**Prompt**
Somewhere below are a line with "- Added dynamic height sizing" and a later line with "- [x] Verify loading skeleton rows are displayed when polling". Output exactly those lines and all lines between them.

Data excerpts
•••

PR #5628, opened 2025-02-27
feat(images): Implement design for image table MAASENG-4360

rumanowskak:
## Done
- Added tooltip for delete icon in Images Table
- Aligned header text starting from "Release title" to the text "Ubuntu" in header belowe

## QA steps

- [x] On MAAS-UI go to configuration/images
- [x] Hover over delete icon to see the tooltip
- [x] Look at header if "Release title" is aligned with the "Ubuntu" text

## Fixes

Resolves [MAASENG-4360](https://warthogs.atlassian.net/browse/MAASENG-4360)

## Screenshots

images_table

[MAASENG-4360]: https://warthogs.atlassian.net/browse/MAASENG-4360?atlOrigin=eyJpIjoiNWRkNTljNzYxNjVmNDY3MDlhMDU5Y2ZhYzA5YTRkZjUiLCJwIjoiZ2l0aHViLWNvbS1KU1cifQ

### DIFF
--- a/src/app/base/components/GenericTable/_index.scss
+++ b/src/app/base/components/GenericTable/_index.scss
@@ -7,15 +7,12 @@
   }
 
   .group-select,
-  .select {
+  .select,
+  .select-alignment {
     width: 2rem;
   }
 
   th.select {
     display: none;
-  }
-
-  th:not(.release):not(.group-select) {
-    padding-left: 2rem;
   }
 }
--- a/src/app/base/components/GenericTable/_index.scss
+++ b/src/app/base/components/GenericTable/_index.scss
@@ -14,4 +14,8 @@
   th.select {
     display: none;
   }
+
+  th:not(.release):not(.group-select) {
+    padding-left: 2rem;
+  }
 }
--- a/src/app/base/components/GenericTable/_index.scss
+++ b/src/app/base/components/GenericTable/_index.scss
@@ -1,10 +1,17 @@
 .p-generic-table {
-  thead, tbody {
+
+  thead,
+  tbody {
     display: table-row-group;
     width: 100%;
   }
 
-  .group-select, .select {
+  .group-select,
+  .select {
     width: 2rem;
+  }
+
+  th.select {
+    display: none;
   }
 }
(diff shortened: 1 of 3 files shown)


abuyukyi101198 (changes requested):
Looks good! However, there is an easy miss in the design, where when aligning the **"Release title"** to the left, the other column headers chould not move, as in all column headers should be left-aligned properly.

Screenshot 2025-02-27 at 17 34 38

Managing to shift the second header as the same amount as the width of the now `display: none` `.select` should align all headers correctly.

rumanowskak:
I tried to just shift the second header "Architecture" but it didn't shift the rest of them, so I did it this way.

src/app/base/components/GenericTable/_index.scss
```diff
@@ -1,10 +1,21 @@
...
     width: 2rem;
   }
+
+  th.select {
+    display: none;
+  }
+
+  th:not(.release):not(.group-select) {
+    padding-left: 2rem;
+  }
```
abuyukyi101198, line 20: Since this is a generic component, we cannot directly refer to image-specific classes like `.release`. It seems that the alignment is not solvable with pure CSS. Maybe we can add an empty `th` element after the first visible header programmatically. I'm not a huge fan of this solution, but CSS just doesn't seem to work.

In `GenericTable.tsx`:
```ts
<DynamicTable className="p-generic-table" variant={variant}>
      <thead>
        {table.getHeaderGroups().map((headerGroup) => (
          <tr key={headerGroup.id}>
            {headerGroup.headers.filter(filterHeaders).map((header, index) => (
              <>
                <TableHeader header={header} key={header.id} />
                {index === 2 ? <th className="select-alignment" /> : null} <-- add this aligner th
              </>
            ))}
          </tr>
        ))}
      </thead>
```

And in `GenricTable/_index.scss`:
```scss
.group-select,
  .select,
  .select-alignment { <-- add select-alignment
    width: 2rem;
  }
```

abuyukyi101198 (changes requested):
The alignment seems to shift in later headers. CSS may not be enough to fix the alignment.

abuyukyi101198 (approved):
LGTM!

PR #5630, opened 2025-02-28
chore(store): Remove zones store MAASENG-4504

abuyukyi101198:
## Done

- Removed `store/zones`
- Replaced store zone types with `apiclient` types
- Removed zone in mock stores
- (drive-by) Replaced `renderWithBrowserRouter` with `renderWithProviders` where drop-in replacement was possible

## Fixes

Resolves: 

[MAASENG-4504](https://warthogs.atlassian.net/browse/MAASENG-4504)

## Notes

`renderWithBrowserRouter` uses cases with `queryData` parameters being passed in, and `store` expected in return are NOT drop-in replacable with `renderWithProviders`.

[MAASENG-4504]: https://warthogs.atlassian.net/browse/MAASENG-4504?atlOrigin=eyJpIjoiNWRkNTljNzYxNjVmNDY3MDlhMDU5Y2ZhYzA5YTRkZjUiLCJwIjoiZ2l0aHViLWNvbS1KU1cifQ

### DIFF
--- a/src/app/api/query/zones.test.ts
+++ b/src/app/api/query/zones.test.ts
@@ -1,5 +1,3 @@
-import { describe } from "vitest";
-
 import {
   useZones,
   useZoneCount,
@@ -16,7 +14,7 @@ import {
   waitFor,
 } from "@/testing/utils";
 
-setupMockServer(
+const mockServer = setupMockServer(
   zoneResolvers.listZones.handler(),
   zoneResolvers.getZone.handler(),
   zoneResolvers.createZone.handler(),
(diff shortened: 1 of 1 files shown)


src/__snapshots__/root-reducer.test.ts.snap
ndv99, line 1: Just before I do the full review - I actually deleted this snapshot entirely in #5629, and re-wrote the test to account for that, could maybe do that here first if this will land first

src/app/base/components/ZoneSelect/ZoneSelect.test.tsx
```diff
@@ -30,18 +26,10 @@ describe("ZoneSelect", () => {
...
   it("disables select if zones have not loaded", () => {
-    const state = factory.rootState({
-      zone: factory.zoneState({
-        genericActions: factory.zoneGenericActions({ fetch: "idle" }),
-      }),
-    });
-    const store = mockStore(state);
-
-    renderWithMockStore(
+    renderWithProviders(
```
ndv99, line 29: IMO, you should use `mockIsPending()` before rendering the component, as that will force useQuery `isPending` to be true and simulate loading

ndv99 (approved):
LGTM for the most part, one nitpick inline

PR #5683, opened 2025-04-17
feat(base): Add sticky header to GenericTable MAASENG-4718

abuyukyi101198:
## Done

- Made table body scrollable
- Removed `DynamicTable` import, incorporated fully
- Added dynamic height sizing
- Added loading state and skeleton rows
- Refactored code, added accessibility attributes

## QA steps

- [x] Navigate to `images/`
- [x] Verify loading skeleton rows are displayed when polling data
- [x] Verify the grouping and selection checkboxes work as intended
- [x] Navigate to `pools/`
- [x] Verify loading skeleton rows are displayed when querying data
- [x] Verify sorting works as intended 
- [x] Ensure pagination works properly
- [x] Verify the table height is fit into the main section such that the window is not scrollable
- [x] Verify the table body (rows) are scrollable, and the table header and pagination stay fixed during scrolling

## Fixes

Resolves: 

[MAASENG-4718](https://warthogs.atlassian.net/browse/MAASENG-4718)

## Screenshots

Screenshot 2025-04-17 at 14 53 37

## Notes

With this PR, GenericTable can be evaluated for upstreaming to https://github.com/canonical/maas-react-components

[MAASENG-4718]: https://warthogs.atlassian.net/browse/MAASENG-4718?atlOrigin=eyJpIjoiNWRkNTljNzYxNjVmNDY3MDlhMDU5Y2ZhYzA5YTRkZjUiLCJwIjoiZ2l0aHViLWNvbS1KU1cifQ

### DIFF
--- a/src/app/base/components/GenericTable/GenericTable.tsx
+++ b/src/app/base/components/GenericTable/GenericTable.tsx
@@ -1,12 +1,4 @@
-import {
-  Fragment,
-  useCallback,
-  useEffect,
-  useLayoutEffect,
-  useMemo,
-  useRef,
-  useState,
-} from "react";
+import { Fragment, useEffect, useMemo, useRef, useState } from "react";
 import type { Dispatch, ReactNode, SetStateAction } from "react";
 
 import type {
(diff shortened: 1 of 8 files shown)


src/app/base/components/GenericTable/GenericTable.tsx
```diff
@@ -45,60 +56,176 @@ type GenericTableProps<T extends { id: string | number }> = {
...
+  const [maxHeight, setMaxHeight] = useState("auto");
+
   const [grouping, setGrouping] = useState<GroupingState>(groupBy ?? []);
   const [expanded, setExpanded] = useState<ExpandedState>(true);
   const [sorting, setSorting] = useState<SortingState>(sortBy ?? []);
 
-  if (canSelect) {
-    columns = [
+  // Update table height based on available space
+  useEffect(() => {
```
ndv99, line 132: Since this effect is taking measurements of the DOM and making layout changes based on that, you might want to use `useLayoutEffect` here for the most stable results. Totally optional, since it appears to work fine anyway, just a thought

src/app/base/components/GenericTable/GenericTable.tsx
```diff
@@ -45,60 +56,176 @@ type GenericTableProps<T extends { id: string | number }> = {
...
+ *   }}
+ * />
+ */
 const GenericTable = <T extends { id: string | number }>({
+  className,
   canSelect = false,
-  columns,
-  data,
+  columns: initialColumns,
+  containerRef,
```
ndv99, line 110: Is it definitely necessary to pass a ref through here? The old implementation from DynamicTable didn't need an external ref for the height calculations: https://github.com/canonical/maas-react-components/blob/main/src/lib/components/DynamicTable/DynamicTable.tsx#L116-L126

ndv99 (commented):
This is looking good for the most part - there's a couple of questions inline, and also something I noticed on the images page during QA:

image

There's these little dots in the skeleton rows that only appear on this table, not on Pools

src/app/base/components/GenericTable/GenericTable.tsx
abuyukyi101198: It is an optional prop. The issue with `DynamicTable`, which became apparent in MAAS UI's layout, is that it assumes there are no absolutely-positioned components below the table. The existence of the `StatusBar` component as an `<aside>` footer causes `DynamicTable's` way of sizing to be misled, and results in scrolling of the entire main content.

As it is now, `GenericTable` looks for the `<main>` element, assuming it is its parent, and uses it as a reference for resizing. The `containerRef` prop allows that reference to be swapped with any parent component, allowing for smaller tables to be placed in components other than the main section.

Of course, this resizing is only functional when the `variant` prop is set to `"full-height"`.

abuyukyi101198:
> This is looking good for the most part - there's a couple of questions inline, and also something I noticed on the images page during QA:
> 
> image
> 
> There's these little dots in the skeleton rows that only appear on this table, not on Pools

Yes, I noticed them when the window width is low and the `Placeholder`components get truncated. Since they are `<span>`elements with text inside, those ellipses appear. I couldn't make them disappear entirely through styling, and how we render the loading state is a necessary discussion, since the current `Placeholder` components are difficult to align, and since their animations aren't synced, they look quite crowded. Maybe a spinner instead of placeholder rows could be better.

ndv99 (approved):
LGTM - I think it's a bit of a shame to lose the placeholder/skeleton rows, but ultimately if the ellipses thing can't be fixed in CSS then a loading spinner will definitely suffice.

•••

**Expected answer**
- Added dynamic height sizing
- Added loading state and skeleton rows
- Refactored code, added accessibility attributes

## QA steps

- [x] Navigate to `images/`
- [x] Verify loading skeleton rows are displayed when polling data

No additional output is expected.